Camps at area colleges give youths hands-on experience
July 04, 2006
Deseret Morning News
By Erin Stewart
Madison Black sits with her legs dangling into the stream below her, dipping her toes into the water.
Unlike most 13-year-old girls, Black is enjoying a different kind of summer day by the water's edge. Instead of her tan, Black is worried about the acidity of the water.
"I like learning. The world fascinates me," Black said as she jots down the pH readings indicated by the greenish color on a test strip.
Usually, Black is one of the only girls in her middle school class who is passionate about science. But today on the stream cutting through the Westminster College campus, Black is surrounded by 13-year-old girls who are just as excited about science.
The girls-only science camp at Westminster offers Salt Lake girls the chance to jump into science experiments during the summer before eighth grade. One of several area science camps for middle-schoolers, the Westminster girls camp costs only $25 for a week of programs and lodging thanks to federal grants.
"I thought it'd be neat to meet girls who love nature and science as much as I do," said Black, who aspires to be a pediatrician. "It doesn't seem like there's very many girls, so we find common interests in what we want to do with science in our future."
The goal is to get girls interested in science before they have to make decisions on what classes to take in high school, said Carolyn Connell, associate dean of arts at Westminster. The summer camp - titled AWE + SUM Camp - can get girls started on a path to a career in science, a field that is woefully behind in gender equity, she said.

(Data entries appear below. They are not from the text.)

PR #1458, opened 2022-08-01
Fix missing default values for Mailchimp Groups fields

chigby:
Default values are required if there are existing rows for MailchimpGroup objects, otherwise there would be no way to add a column for, for example, audience id as NOT NULL without giving it a default value.


harrislapiroff (approved):
Code looks good.

PR #1460, opened 2022-08-02
Fix mailchimp form names

chigby:
Fixes form names to match expected names, also updates logging to be slightly more informative about this (and some other) errors.


harrislapiroff (approved):
Code looks good! Let’s try it on staging!

SaptakS (approved):

PR #1472, opened 2022-08-12
Fixes asset loading by replacing file-loader with asset modules

SaptakS:
Replaces file-loader with asset modules of webpack since the file-loader module seems to be deprecated: https://github.com/webpack-contrib/css-loader/issues/1358#issuecomment-897542202

The current website doesn't load any of the assets that are loaded through css (e.g, url(), background-image, content: , etc.)Though i don't know why this particular update broke this, as this seems to have been for quite some time in webpack, and its deprecation not support removal, but also we just updated webpack by minor release.

Anyways, this seems to fix loading of assets. Also updated fonts to use the same asset module.


harrislapiroff (approved):
pour one out for `file-loader`

PR #1484, opened 2022-08-29
Arrests category improvements

### LINKED ISSUE #1018: Arrests category improvements
The current structure of charges in the database needs some finessing. In particular, we want to be able to associate charge status with specific charges since a journalist may be charged with multiple things and one may be dropped and the other not. We also want to record a timeline of when charges get dropped, go to trial, undergo appeal, etc.

Let's add the following to incidents:

An inline `IncidentCharge` object with a nested inline `ChargeUpdate` object.

Charge should have a single autocomplete field to charges

ChargeUpdate should have: date and status. It's possible we'll add other fields (such as date of trial) but I need a little time to think about how they should be structured.

We'll also need a migration to move data from the old fields in a logicial way, but we should probably preserve the old fields deprecated for at least a month.

chigby:
Fixes #1018 

This pull request consolidates the `dropped_charges` and `current_charges` incident page fields into a single `charges` field that consists of an `IncidentCharge` model with potentially many `ChargeUpdate` objects related to it. These are as described in the issue except that there are status and date fields on the `IncidentCharge` model itself, which act as "initial" values before any updates are applied. This is because (1) I think the admin UX is nicer here for charges without updates (flat is better than nested), and (2) I was having a hard time getting `min_num` working for the nested inline panel, so this is an easier way to require a status/date for each charge.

"Women continue to be somewhat underrepresented in the math and science fields. It's better than it was 30 years ago, but still not on a par with men," Connell said. "This is encouraging them to think about those professions that are traditionally male-dominated fields."
In addition, the summer science camps get girls thinking about going to college, period. Spending a week on a college campus with other girls gets the campers comfortable in a college setting, she said.
And the moderate cost targets girls from lower-income homes who may not have many opportunities for summertime learning.
"It's a critical age. It's an age when girls lose self-esteem, self-confidence, and that includes confidence in their abilities to do math and science," Connell said.
To make sure the summer science lessons don't go by the wayside once school starts, Connell meets with the girls the following January to ensure they are choosing classes that can help them get to college and into a science major.
"If they don't prepare, then they sort of close off some options for future careers. If you get to college and you're behind in math and science, there are certain majors that become difficult to pursue," she said.
Along with the girl's camp, Westminster also runs several other math and science camps for boys and girls in high school. From aviation to personal finance, the camps are geared to helping students prepare for college.
At Salt Lake Community College, an emphasis in science is also drawing elementary school students into computer labs and high-tech experiments. The "Slick" summer workshops allow students ages 11-17 to get a glimpse into the field of engineering during the four-day camps.
"The girls love it, but they are a little intimidated by the math and science," said Sharon DeReamer, coordinator of the SLCC workshops.
For Lindsey Tucker, 11, the SLCC camp is a way to get the hands-on experience that she doesn't usually get in her regular school. A Lego robot complete with touch sensors, for example, isn't something she would normally get to build during school hours.
Her favorite experiment, though, was creating a sound system using a memory board and resister plugs.
"You had to memorize it and figure out where everything goes. It made you use everything from school," she said.